I don’t want to sit, I want to unpack. I’m too excited to be still right now. I’ve never had a place all to myself. It’s scary but I don’t care. I’m ready for this.

“I don’t need a lawsuit because you hurt yourself.” This time Paul’s tone is serious and he’s not really asking.

“Fine.” I walk over to the daybed and sit down. I know I’m clumsy.

I get it, I just don’t care anymore. If it were up to me, of course, I wouldn’t be clumsy, but I’ve learned to accept it for what it is. I can’t sit in one spot for the rest of my life. I kick off my shoes and tuck my feet under me. I’ll stay out of their way because they’re just trying to do their jobs. I don’t need to add to the chaos of three men in my tiny apartment. With my luck I’d end up flattened.

They all go back to working since they’re almost finished. I sit and watch and try to direct from my seat. There’s really no point because my place is so small they might as well put everything in one big pile.

After a few minutes I give up because they’re not really listening to me. It’s another problem with being small and people taking me for a kid. You can go unnoticed even when you’re talking someone, which is more annoying than being clumsy.

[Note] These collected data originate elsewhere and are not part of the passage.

PR #15231, opened 2026-05-26
Fix: duplicated parse document request

### LINKED ISSUE #15225: [Bug]: Duplicated parse document request
### Self Checks

main

### RAGFlow image version

0.25

```Markdown
CPU ubuntu python 3.13
```

### Actual behavior

1. create dataset
2. upload document
3. click to parse document

Sometimes the "Operation succeeded" message will be duplidated and the "enqueue" (for parsing) will happen 2 times

### Expected behavior

Only one time

### Steps to reproduce

```Markdown
1. create dataset
2. upload document
3. click to parse document

Sometimes the "Operation succeeded" message will be duplidated and the "enqueue" (for parsing) will happen 2 times
```

### Additional information

_No response_

nickmopen:

Closes #15225.

Clicking Parse on a freshly uploaded document sometimes triggered two parse requests — the "Operation succeeded" toast appeared twice and the document got enqueued twice.

`ReparseDialog` has a mount-time `useEffect` that auto-fires `handleOperationIconClick()` when the dialog renders with `hidden=true` (the zero-chunks-and-no-metadata case, or while a parse is already running). The downstream re-entry guard in `useHandleRunDocumentByIds` is backed by React state, which doesn't update synchronously between two back-to-back effect runs, so when the effect runs twice on the same mount both runs slip past the guard and the API is hit twice.

React 18 `StrictMode` (active in `web/src/main.tsx`) intentionally double-invokes effects in development to surface this kind of non-idempotent side effect, and any remount of the dialog produces the same duplicate.

Fix: latch the auto-fire with a `useRef` so it runs at most once per real mount. Refs persist across StrictMode's simulated unmount/remount; a genuine fresh mount reinitializes the ref so subsequent user-driven parses still fire.

### Type of change

- [ ] Documentation Update
- [ ] Refactoring
- [ ] Performance Improvement


xugangqiang:
@nickmopen  May I ask for your help to provide testing evidence? Like log to prove that duplicate request is prevented somewhere.

nickmopen:
> @nickmopen May I ask for your help to provide testing evidence? Like log to prove that duplicate request is prevented somewhere.

@xugangqiang Thanks for the nudge — here's reproducible evidence beyond the unit test.

### Repro setup

- Local dev stack via `docker/docker-compose.yml`, frontend via `web/npm run dev` (Vite, StrictMode active — same code path as a genuine remount in production).
- Created a dataset, uploaded a small file, then clicked the parse ▶ on the document row (zero chunks, metadata disabled → the dialog mounts with `hidden=true` and the auto-fire `useEffect` runs on mount).
- Captured browser Network and the `ragflow-server` access log.

### Before — `main`

Each click produces **two** `POST /api/v1/documents/ingest` on distinct source ports within the same second:

[INFO] 172.20.0.1:41874 POST /api/v1/documents/ingest 1.1 200
[INFO] 172.20.0.1:41876 POST /api/v1/documents/ingest 1.1 200

Two success toasts also fired per click.


https://github.com/user-attachments/assets/1b1e03b2-9a8c-41d2-a40f-b6fa66722403



### After — this branch

The `autoFiredRef` latch prevents the second invocation. One toast, one POST per click:

[INFO] 172.20.0.1:36490 POST /api/v1/documents/ingest 1.1 200



https://github.com/user-attachments/assets/b640b631-b5f3-4a99-b30c-e69d6031f398



The unit test in `reparse-dialog.test.tsx` codifies this guarantee so it doesn't regress.

xugangqiang:
@nickmopen 
May I know the version/git commit for your testings? I can't re-produce with latest main.

nickmopen:
> @nickmopen May I know the version/git commit for your testings? I can't re-produce with latest main.

@xugangqiang

Here's the recipe I used to reproduce it deterministically on `main`. The trigger is React 18 StrictMode's intentional double-invoke of the dialog's mount `useEffect` (active in `web/src/main.tsx`), so it shows up on the **Vite dev server**, not on a `vite build` production bundle.

Tested on `main` at `7f79b8486`'s parent (i.e. main without this PR). Repro:

1. `docker compose -f docker/docker-compose.yml up -d` (backend + deps, v0.25.6 image)
2. `cd web && npm run dev` — `NODE_OPTIONS=--max-old-space-size=8192` if you run into OOM
3. Sign in, create a dataset, upload a small file (any 1-line `.txt` works)
4. Open DevTools → Network, filter `documents/ingest`, tick "Preserve log"
5. Click the ▶ icon on the row (state is `UNSTART`, `chunk_count=0`, `enable_metadata=false` — this puts the dialog into the `hidden=true` auto-fire path)

What I see: **two** identical `POST /api/v1/documents/ingest` per click, two "Operation succeeded" toasts. Backend access log from a single click (both lines within the same second, distinct source ports):

[INFO] 172.20.0.1:41874 POST /api/v1/documents/ingest 1.1 200
[INFO] 172.20.0.1:41876 POST /api/v1/documents/ingest 1.1 200

A couple of questions so we can match environments:
- Was your "can't reproduce" attempt against `npm run dev` or a built/served bundle?
- Was the document zero-chunk with metadata disabled (so the dialog mounts hidden)?
- Any console error / hot-reload skip that might have interfered with the StrictMode double-invoke?

Your original report said "**sometimes** the enqueue happens 2 times" in a v0.25 prod image — that intermittency suggests a same-instance re-fire of the same `useEffect` is the underlying mechanism, which the StrictMode case turns into a deterministic instance of the same path.

wangq8:
@cike8899 @dcc123456 please help to review this PR.

dcc123456 (commented):
Thank you very much for your interest in this project.

Regarding this bug, if you are testing it in a development environment, this is actually the expected behavior of Vite. However, if you are experiencing this in a production environment, could you please provide a screenshot and outline the steps to reproduce it?

nickmopen:
@dcc123456 Thanks for the review — you're right to push on this, and I want to give you a straight answer rather than overstate the case.

**On the mechanism, you're correct:** the only thing I can reproduce *deterministically* is React 18 StrictMode's double-invoke of the dialog's mount `useEffect`, and that only happens on the Vite dev server — it's gone in a `vite build` bundle. So as a user-visible production regression, I can't demonstrate one.

I dug further to be sure. I diffed the exact code that shipped in the reporter's **v0.25 image** against current `main` for the whole parse path:

- `reparse-dialog.tsx`, `parsing-status-cell.tsx`, `use-run-document.ts`, `main.tsx` — **byte-identical** between `v0.25.0` and `main`.

So when @xugangqiang says he can't reproduce on latest `main`, that's effectively the same code he filed against. Walking the production render path on it: clicking ▶ mounts the dialog once, the mount effect fires once, and because the table uses a stable `getRowId: (row) => row.id` and the dialog is `memo`'d, the 5s polling refetch re-renders but never remounts it. Single mount → single fire. There's no deterministic production double-fire path I can find.

**What I think is actually going on:** the original report was a real, intermittent ("sometimes") observation on a production image, and there *is* a genuine latent race behind it — the re-entry guard in `useHandleRunDocumentByIds` keys off React state (`currentId`) plus react-query's `loading`, both of which update asynchronously, so two invocations in the same tick both slip past `if (isLoading) return`. StrictMode is just the one way I can hit that window on demand. But I can't prove that's what the reporter hit, and I can't trigger it in a production build.

So I'd rather not sell this as a confirmed prod fix. Honest framing: it's **idempotency hardening for a non-idempotent mount effect** (the thing StrictMode exists to flag) plus a confirmed dev-experience fix, with a unit test pinning the contract. The change is a 4-line `useRef` latch — no behavior change on a normal single mount.

If that doesn't meet your bar for merging without a reproducible production symptom, that's a fair call and I'll close it. Alternatively, if you'd prefer to address the underlying race more directly, I'm happy to tighten the re-entry guard in `use-run-document.ts` (e.g. a synchronous in-flight ref) instead of — or in addition to — the dialog-level latch. Let me know which direction you'd like.

dcc123456:
@nickmopen 

Thanks for your patient reply.
This is the expected behavior in the development environment ,this is actually an inherent Vite behavior and does not need to be fixed.

PR #15234, opened 2026-05-26
fix(go-models): add VolcEngine model listing suffix

### LINKED ISSUE #14701: [Feature Request]: Implement ListModels in the VolcEngine Go driver
### Self Checks

```Markdown
Note: this issue was originally filed for Aliyun Balance. After verifying that the
DashScope endpoint specified in that earlier framing returns 404 (it does not exist
on DashScope, and account balance is exposed only via the separate BSS OpenAPI which
uses AccessKey + HMAC-SHA256 signing rather than the model API key), I am repurposing
this issue for a different concrete gap in the same Go-driver track.

The VolcEngine Go driver in internal/entity/models/volcengine.go ships a stub
ListModels method that always returns "volcengine, no such method". Other Go drivers
that have already landed in the recent Go-rewrite effort (DeepSeek, Gitee, NVIDIA,
OpenAI, SiliconFlow) all implement ListModels against the OpenAI-compatible /models
endpoint, and the model picker UI relies on it.

VolcEngine (Doubao / Ark) does expose a documented OpenAI-compatible models endpoint
that accepts the same Bearer token used for chat and embedding requests:

  GET https://ark.cn-beijing.volces.com/api/v3/models

Without ListModels, a tenant who configures VolcEngine has no in-product way to see
which endpoints are available on their Ark account, even though the chat and
embedding paths in the same driver are already working.

conf/models/volcengine.json also does not yet declare a "models" entry under
url_suffix, so even if the method body were filled in there is no URL to call.
```

Implement `VolcEngine.ListModels` in `internal/entity/models/volcengine.go` and add the
matching `models` URL suffix to `conf/models/volcengine.json` so the existing model
picker works for VolcEngine the same way it already works for the other drivers in this
package.

The driver should:

1. Resolve the region with a default-region fallback, the same way the surrounding
   VolcEngine methods already do.
2. GET `${BaseURL[region]}/${URLSuffix.Models}`, which resolves to
   `https://ark.cn-beijing.volces.com/api/v3/models` with the default region.
3. Send `Authorization: Bearer <api_key>` when an API key is configured. Mirror the
   existing NVIDIA `ListModels` behavior of omitting the header when the key is empty,
   so an unauthenticated caller still gets a clear `401 Unauthorized` from upstream.
4. Surface non-200 responses with the upstream status line and body, the same shape
   the other Go drivers use.
5. Parse the JSON response via the package-level `DSModelList` / `DSModel` types
   already used by DeepSeek, Gitee, and SiliconFlow, and return the list of model ids
   in input order. When the response includes `owned_by`, render the entry as
   `id@owned_by`, matching the convention of the other drivers.

`conf/models/volcengine.json` needs the `"models"` URL suffix added alongside the
existing `chat`, `files`, and `embedding` entries:

```json
"url_suffix": {
  "chat": "chat/completions",
  "files": "files",
  "embedding": "embeddings/multimodal",
  "models": "models"
}
```

No new public API. No interface change. No factory change.

_No response_

```Markdown
No new docs are needed. VolcEngine is already in the model provider picker, with chat
and embedding already working. This issue just makes the existing model-list UI return
real data for VolcEngine instead of an error, the same way it already returns real
data for DeepSeek, Gitee, NVIDIA, OpenAI, and SiliconFlow.

Use case: a tenant adds VolcEngine (Doubao / Ark) as a model provider in RAGFlow,
opens the model selector, and immediately sees the endpoints available on their Ark
account, without having to leave the RAGFlow UI to log into the Volcano Engine
console.
```

### Additional information

_No response_

oktofeesh1:
## Summary
- add the VolcEngine `models` URL suffix used by the existing Go `ListModels` implementation
- return a clear error when the VolcEngine models suffix is missing
- add focused VolcEngine model-listing regression tests

## What changed
- Added `url_suffix.models` to `conf/models/volcengine.json`.
- Normalized the configured models suffix before building the request URL.
- Covered config loading, successful model listing, upstream errors, and missing suffix handling.

## Why
`VolcEngine.ListModels` already builds requests from `URLSuffix.Models`, but the bundled VolcEngine config did not define that suffix. That left the model-listing path unable to call the documented `/models` endpoint from the existing provider config.

Fixes #14701

## Validation
- `go test ./internal/entity/models -run TestVolcEngine -count=1`
- `go test ./internal/entity -count=1`
- `git diff HEAD~1..HEAD --check`

## Notes
- `go test ./internal/entity/models -count=1` currently fails in unchanged Astraflow coverage: `TestAstraflowEmbedReturnsNoSuchMethod` panics before reaching any VolcEngine assertions.

### DIFF
--- a/conf/models/volcengine.json
+++ b/conf/models/volcengine.json
@@ -6,7 +6,8 @@
   "url_suffix": {
     "chat": "chat/completions",
     "files": "files",
-    "embedding": "embeddings/multimodal"
+    "embedding": "embeddings/multimodal",
+    "models": "models"
   },
   "class": "volcengine",
   "models": [
--- a/internal/entity/models/volcengine.go
+++ b/internal/entity/models/volcengine.go
@@ -551,8 +551,12 @@ func (z *VolcEngine) ListModels(apiConfig *APIConfig) ([]string, error) {
 	if baseURL == "" {
 		return nil, fmt.Errorf("volcengine: no base URL configured for region %q", region)
 	}
+	modelsSuffix := strings.Trim(strings.TrimSpace(z.URLSuffix.Models), "/")
+	if modelsSuffix == "" {
+		return nil, fmt.Errorf("volcengine: models URL suffix is not configured")
+	}
 
-	url := fmt.Sprintf("%s/%s", strings.TrimSuffix(baseURL, "/"), z.URLSuffix.Models)
+	url := fmt.Sprintf("%s/%s", strings.TrimSuffix(baseURL, "/"), modelsSuffix)
 
 	req, err := http.NewRequest("GET", url, nil)
 	if err != nil {
--- a/internal/entity/models/volcengine_test.go
+++ b/internal/entity/models/volcengine_test.go
@@ -1,0 +1,110 @@
+package models
+
+import (
+	"encoding/json"
+	"net/http"
+	"net/http/httptest"
+	"os"
+	"path/filepath"
+	"strings"
+	"testing"
+)
+
+func newVolcEngineServer(t *testing.T, handler func(t *testing.T, r *http.Request, w http.ResponseWriter)) *httptest.Server {
+	t.Helper()
+	return httptest.NewServer(http.HandlerFunc(func(w http.ResponseWriter, r *http.Request) {
+		handler(t, r, w)
+	}))
+}
+
+func newVolcEngineForTest(baseURL string) *VolcEngine {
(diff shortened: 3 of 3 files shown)


Haruko386 (approved):
@oktofeesh1, wow, I did not even notice that

oktofeesh1:
> @oktofeesh1, wow, I did not even notice that Thank you for your contribution

happy to contribute - there are a few others I opened for similar issues I found as well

“Fine,” I mumble as I pick up my phone to play with.

My laptop is on the other side of the room, but Paul can cut me a look better than my dad. They’re almost done anyway, so I’ll wait.

I pull up my emails and see if I’ve gotten anything new in the last few hours. I’m ahead on my work projects so I have some wiggle room. I’m debating on letting them know to toss a few more my way, but I’m not sure how my move will go or what I’ll be doing now that I live in the city. At least I’m calling it the city. Mom corrects me every time that it’s more of a suburb, but compared to where we live this is the city if you ask me.